[SUPPLIED MATERIAL Boundary: Start]

PR #3807, opened 2020-04-01
Fix goconst warnings

SuperQ:
Replace duplicate string literals with const values.

### DIFF
--- a/plugin/autopath/setup.go
+++ b/plugin/autopath/setup.go
@@ -11,12 +11,14 @@ import (
 	"github.com/miekg/dns"
 )
 
-func init() { plugin.Register("autopath", setup) }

[SUPPLIED MATERIAL Boundary: End]

→ **WHAT YOU HAVE TO DO**: All of the entries must be written out exactly as they stand.

→ **WRITTEN ANSWER**:
PR #3807, opened 2020-04-01
Fix goconst warnings

SuperQ:
Replace duplicate string literals with const values.

### DIFF
--- a/plugin/autopath/setup.go
+++ b/plugin/autopath/setup.go
@@ -11,12 +11,14 @@ import (
 	"github.com/miekg/dns"
 )
 
-func init() { plugin.Register("autopath", setup) }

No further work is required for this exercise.